YOUR INSTRUCTIONS:
Which lines in the records below include the word "without"? Report each of them in full.

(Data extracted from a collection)

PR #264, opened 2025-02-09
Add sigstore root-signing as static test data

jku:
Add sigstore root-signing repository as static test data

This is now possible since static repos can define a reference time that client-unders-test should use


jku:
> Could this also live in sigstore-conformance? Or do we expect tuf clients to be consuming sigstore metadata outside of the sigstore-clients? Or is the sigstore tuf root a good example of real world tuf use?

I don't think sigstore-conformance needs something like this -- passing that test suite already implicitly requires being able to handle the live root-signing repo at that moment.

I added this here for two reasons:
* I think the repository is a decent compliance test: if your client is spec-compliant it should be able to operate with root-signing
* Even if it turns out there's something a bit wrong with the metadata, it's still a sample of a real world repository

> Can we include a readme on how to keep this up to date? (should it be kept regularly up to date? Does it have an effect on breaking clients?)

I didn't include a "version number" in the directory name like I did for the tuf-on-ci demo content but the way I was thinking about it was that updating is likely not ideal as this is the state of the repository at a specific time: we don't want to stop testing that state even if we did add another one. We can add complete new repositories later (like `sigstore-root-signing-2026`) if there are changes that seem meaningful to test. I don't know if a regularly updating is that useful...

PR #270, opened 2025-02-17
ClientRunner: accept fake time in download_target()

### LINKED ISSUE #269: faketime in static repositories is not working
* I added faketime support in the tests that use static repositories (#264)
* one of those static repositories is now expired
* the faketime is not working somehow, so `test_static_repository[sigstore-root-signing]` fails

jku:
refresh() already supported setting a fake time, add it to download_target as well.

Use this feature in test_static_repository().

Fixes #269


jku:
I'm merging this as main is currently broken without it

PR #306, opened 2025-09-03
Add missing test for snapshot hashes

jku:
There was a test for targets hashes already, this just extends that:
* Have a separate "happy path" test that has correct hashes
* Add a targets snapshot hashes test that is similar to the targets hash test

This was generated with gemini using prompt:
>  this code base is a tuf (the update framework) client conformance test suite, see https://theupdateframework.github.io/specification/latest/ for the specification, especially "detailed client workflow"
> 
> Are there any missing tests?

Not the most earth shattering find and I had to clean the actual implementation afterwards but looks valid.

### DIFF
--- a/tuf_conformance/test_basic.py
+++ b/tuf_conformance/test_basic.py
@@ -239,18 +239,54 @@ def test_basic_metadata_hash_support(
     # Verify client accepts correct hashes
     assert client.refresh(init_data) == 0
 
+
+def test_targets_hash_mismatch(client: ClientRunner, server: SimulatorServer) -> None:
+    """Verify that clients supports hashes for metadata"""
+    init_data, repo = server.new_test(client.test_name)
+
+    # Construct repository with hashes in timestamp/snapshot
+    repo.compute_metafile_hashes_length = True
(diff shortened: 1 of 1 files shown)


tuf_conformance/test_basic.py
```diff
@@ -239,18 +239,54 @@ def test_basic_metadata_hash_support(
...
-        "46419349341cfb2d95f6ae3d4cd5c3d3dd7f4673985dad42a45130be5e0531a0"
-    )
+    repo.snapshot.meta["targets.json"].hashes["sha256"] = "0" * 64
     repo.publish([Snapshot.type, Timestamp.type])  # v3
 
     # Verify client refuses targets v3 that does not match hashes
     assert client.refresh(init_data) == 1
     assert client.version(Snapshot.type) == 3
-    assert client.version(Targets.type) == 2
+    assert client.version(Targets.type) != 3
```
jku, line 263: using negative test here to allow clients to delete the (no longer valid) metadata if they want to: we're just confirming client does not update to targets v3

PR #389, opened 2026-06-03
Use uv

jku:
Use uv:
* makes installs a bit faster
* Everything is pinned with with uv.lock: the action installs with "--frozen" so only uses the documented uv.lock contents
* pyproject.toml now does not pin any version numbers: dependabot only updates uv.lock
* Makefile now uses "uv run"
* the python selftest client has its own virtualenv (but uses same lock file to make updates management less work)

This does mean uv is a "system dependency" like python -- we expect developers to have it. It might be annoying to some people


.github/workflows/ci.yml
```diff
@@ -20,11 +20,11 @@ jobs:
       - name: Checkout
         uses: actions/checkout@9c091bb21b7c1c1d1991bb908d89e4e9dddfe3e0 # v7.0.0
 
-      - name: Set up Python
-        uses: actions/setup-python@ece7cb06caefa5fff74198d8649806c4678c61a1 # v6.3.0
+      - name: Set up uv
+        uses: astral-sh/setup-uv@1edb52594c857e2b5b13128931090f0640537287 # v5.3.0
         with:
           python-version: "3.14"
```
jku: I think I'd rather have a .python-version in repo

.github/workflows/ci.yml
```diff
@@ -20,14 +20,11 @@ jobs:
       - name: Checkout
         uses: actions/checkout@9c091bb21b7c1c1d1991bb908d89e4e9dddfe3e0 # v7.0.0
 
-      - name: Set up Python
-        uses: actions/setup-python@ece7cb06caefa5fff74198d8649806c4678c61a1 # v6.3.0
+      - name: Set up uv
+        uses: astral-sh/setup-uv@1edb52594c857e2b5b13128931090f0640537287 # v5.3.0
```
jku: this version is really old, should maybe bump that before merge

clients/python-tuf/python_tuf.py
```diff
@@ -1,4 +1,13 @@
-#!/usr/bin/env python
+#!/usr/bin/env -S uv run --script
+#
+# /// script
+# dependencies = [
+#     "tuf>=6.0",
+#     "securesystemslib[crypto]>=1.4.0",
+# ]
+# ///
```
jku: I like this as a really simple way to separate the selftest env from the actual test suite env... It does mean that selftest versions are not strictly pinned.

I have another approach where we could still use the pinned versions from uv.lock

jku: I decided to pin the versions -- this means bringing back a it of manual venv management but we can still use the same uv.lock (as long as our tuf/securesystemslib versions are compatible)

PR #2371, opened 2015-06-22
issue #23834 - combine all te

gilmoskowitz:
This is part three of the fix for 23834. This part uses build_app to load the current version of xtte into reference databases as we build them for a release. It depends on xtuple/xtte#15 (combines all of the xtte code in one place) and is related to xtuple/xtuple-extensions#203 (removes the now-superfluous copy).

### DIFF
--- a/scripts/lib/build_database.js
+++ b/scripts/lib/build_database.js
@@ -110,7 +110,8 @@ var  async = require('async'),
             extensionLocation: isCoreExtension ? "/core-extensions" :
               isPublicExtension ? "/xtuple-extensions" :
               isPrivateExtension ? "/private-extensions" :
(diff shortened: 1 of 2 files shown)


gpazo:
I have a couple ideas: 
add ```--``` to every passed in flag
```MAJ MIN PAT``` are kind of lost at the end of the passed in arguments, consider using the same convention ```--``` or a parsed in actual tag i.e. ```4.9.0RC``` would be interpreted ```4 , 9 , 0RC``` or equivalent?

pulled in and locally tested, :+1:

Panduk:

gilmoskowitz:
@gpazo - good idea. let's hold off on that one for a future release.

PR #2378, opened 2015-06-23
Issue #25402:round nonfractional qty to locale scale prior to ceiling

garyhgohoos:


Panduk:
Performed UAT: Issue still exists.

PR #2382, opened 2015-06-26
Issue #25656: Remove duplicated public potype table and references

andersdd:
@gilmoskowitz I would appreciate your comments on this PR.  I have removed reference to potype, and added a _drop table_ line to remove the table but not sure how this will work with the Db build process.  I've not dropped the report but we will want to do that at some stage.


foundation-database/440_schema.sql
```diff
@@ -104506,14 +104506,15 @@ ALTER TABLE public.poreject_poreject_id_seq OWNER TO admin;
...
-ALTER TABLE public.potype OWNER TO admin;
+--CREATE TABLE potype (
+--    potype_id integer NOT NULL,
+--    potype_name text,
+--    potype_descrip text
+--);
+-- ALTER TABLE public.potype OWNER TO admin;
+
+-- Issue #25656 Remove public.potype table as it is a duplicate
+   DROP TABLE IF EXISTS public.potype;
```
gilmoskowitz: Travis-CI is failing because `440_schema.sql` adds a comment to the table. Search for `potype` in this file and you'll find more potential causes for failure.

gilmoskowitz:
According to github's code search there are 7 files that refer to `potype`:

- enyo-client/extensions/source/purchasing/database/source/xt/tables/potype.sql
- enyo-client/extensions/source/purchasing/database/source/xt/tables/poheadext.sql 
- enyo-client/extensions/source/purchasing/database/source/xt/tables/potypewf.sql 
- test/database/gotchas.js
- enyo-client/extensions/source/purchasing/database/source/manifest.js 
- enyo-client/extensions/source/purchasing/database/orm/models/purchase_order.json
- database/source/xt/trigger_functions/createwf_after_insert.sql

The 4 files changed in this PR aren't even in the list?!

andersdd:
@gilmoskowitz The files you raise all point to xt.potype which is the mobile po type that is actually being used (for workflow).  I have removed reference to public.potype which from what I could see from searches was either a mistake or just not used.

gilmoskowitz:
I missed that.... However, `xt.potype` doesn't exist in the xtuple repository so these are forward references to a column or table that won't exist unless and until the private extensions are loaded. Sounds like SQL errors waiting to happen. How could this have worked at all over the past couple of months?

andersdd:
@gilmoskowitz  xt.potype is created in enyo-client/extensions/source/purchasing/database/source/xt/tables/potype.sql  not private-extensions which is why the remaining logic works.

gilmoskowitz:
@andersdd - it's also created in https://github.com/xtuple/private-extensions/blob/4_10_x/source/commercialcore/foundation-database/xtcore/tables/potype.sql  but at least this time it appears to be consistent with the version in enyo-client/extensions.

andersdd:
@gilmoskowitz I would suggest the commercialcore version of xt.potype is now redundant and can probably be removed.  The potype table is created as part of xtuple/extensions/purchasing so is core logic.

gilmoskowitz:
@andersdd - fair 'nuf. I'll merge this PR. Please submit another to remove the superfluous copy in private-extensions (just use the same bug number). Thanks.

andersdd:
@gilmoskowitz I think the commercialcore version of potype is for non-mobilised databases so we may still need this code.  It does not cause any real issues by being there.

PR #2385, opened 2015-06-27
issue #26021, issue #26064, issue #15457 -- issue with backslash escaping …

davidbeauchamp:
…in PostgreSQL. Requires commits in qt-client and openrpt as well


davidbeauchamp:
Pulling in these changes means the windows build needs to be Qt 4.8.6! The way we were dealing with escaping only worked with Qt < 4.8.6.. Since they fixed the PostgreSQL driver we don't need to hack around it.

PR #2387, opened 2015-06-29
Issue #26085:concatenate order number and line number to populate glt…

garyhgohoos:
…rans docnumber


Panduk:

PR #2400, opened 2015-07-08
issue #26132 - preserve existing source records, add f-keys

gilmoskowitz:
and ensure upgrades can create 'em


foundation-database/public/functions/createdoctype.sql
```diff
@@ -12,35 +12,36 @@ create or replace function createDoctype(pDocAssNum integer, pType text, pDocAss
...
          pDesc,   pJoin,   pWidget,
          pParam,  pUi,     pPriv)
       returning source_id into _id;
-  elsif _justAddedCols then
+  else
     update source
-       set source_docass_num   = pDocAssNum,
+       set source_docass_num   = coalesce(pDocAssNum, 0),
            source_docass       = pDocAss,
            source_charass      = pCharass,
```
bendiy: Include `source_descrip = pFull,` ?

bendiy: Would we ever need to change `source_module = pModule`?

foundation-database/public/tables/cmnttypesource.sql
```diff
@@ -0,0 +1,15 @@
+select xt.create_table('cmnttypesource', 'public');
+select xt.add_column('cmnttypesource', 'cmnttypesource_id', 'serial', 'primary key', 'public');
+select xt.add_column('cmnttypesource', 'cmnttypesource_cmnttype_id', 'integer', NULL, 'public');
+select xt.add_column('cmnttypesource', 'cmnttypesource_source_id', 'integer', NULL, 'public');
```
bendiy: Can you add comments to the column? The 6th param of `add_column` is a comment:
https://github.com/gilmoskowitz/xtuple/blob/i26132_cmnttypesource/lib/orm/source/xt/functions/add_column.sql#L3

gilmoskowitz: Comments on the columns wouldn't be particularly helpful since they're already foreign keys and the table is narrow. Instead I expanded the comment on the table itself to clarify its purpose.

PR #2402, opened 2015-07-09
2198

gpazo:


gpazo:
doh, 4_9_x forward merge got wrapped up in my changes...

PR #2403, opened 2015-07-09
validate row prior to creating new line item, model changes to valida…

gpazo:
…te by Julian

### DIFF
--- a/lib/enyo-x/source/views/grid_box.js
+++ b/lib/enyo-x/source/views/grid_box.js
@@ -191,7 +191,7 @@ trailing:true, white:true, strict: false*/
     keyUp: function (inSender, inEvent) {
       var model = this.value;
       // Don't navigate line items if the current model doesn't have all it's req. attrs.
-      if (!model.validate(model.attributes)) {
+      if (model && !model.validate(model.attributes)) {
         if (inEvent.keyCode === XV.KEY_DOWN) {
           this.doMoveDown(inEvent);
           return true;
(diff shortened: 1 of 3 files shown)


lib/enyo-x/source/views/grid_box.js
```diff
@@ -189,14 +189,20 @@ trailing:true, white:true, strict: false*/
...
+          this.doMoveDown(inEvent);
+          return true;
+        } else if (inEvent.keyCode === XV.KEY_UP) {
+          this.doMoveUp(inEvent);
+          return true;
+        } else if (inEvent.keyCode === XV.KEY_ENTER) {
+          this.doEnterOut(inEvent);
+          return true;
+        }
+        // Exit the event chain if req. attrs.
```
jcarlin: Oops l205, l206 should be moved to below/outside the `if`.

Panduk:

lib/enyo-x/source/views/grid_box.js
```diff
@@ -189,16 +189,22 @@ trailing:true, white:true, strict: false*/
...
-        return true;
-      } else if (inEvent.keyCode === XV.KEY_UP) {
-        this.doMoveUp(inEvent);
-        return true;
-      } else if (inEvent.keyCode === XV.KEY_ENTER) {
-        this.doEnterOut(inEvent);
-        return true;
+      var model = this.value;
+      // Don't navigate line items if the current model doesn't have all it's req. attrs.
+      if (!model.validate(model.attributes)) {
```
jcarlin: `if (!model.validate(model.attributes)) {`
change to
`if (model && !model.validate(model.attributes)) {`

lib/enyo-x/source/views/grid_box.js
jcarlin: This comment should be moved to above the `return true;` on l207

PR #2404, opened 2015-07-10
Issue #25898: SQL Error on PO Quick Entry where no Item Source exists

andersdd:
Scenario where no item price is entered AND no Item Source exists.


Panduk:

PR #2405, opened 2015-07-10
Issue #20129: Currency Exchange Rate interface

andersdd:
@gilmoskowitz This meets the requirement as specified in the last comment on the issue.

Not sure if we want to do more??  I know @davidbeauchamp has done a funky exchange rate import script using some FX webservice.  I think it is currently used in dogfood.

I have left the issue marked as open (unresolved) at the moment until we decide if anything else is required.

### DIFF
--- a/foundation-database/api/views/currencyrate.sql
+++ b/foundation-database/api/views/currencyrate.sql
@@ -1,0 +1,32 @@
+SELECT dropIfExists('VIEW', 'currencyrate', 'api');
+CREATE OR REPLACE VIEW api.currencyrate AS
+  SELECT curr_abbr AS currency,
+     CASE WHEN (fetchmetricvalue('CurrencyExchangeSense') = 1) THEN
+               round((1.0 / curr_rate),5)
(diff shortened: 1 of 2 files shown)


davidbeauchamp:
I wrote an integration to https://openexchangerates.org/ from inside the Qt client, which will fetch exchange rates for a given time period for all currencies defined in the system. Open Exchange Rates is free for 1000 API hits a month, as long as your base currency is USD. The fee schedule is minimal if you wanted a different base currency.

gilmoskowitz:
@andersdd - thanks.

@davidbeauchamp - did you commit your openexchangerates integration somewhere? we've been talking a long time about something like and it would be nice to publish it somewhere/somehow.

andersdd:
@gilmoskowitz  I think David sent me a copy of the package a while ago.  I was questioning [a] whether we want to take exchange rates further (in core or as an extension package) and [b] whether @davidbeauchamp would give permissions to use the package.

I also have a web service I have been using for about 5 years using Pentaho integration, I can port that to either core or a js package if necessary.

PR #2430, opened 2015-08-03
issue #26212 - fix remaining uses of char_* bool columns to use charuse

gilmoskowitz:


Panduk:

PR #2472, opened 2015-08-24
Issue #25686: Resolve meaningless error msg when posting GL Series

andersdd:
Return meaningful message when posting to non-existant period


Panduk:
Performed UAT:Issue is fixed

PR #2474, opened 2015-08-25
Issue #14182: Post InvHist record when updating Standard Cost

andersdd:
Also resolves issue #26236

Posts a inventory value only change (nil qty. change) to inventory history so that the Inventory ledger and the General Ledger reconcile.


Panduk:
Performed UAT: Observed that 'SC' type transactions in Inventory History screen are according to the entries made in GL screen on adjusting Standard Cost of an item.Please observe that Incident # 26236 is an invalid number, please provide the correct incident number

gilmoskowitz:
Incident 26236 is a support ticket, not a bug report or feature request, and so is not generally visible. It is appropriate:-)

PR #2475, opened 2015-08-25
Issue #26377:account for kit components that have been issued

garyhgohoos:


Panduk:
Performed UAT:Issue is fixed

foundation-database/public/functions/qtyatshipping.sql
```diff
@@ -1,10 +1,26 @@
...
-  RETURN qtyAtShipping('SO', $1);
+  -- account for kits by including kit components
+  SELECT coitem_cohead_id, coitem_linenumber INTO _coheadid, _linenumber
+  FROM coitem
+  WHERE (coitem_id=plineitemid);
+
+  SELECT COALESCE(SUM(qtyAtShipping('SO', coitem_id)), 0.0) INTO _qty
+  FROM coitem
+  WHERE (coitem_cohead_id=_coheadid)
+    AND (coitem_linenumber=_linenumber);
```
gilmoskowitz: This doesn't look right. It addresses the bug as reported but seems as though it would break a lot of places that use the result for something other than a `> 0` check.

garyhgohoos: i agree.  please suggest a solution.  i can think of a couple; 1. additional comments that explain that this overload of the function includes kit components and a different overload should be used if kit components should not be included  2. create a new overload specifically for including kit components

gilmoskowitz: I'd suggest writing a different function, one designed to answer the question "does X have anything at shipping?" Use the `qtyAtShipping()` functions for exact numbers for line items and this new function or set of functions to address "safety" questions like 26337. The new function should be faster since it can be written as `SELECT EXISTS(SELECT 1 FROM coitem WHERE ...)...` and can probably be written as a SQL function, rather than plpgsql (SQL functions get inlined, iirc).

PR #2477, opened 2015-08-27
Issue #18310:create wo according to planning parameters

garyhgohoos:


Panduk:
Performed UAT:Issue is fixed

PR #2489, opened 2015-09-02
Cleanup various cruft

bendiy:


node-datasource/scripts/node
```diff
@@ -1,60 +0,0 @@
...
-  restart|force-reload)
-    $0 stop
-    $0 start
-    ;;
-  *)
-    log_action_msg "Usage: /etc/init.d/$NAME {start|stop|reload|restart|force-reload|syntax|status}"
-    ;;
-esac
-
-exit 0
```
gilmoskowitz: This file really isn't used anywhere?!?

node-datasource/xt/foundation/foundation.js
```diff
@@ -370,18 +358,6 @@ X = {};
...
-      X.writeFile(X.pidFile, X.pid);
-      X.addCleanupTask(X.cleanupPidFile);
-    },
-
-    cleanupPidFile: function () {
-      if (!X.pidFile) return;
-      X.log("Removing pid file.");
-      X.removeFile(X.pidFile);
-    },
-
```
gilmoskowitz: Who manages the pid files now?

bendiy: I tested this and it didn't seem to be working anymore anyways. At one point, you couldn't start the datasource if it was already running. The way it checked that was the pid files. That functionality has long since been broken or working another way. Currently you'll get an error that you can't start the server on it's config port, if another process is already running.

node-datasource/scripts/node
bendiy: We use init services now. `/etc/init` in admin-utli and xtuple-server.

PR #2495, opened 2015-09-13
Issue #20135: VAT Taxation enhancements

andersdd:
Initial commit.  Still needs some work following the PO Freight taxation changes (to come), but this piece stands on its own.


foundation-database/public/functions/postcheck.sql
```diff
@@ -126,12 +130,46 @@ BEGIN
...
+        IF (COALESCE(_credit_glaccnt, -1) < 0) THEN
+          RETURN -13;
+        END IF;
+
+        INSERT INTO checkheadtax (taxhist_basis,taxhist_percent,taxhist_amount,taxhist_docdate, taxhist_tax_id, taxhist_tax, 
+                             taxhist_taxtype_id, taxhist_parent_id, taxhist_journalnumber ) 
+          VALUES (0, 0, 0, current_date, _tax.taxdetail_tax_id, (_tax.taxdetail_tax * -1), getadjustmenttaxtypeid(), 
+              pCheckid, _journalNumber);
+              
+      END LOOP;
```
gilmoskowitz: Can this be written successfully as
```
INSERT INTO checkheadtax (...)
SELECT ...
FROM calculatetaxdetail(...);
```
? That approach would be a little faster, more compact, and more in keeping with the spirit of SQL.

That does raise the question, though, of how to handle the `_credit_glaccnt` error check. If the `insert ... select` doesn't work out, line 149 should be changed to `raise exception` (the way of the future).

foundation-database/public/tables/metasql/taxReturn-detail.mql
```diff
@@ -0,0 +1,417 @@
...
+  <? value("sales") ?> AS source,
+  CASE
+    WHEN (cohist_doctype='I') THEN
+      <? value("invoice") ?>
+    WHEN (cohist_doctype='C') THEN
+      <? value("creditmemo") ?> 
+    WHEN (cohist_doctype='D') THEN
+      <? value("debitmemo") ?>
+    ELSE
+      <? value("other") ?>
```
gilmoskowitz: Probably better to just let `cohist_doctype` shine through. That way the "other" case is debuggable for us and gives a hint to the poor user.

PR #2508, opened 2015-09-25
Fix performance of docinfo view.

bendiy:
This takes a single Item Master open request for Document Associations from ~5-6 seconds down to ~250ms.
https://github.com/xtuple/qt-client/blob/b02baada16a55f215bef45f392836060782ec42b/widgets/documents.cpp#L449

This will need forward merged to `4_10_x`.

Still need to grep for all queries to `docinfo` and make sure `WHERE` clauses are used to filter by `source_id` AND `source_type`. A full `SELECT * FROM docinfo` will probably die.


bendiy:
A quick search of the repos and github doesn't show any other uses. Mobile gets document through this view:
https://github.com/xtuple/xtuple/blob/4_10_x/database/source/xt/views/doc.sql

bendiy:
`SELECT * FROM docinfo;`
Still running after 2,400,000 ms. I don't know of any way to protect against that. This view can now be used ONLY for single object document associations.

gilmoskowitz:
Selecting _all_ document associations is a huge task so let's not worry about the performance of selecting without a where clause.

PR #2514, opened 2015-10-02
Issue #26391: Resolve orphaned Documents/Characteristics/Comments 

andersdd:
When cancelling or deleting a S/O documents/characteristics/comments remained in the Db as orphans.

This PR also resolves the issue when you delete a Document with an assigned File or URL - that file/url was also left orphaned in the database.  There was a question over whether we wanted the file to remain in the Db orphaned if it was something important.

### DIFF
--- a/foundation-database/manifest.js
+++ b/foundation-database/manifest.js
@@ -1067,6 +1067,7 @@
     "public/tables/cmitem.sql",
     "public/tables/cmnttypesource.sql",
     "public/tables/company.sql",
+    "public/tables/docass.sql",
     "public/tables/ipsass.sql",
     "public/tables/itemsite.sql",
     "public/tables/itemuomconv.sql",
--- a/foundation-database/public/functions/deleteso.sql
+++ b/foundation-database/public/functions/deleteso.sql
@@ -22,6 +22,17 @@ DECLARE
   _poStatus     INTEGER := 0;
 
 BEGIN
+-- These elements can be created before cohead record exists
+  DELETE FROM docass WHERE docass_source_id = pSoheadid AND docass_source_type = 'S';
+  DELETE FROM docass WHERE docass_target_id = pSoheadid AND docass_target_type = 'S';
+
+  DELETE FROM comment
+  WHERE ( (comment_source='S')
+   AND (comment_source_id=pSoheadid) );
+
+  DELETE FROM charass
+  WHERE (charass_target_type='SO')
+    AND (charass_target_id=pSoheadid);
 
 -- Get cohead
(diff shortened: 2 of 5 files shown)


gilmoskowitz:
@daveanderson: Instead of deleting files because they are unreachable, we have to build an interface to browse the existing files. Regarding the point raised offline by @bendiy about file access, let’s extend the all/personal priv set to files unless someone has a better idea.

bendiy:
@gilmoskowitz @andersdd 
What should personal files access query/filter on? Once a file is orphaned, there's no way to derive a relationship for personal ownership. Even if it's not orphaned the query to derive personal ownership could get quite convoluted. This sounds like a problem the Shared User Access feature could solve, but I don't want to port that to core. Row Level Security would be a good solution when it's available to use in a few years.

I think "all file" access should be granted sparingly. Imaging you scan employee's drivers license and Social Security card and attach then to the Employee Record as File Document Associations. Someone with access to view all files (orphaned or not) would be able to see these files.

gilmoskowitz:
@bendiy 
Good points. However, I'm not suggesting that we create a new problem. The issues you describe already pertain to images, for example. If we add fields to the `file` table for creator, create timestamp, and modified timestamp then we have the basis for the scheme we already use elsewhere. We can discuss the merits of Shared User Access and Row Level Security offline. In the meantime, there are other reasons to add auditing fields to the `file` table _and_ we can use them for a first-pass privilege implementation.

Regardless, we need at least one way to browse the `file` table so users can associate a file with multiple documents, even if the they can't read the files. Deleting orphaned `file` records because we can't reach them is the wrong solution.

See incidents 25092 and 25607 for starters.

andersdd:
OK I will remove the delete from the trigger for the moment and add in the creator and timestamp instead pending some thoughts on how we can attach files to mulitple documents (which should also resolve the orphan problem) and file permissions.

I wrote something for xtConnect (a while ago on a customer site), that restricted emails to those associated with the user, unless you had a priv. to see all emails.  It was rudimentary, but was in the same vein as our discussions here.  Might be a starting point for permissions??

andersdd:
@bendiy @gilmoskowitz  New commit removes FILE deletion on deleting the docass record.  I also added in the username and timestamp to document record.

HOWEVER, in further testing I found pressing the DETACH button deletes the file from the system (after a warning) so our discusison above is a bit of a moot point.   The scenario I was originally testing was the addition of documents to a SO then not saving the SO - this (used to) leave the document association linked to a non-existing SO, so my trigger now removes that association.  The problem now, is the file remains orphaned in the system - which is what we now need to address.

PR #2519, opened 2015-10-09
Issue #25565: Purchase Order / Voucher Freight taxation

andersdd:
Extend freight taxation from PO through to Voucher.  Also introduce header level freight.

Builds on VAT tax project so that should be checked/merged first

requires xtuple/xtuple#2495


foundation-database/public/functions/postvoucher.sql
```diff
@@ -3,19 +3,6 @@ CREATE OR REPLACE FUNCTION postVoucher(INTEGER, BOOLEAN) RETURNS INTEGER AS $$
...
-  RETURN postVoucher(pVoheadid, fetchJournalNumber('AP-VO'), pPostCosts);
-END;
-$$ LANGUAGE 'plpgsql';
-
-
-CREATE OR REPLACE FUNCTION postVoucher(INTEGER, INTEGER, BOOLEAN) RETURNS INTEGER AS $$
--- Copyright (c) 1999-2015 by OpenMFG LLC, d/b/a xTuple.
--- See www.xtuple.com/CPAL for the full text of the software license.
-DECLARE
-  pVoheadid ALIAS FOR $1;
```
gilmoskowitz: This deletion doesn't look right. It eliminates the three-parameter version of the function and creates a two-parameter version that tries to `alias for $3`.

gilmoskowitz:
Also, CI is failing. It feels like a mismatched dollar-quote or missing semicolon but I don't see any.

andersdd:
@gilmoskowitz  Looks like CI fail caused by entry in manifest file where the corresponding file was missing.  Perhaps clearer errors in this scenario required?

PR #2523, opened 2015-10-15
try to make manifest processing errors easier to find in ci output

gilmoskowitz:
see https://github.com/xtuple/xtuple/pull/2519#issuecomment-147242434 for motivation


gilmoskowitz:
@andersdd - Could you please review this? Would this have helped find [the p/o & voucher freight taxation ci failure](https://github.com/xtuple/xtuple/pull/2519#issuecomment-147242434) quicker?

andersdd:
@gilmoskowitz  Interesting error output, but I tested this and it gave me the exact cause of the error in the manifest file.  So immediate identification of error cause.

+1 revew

EXERCISE OUTPUT:
I'm merging this as main is currently broken without it
Selecting _all_ document associations is a huge task so let's not worry about the performance of selecting without a where clause.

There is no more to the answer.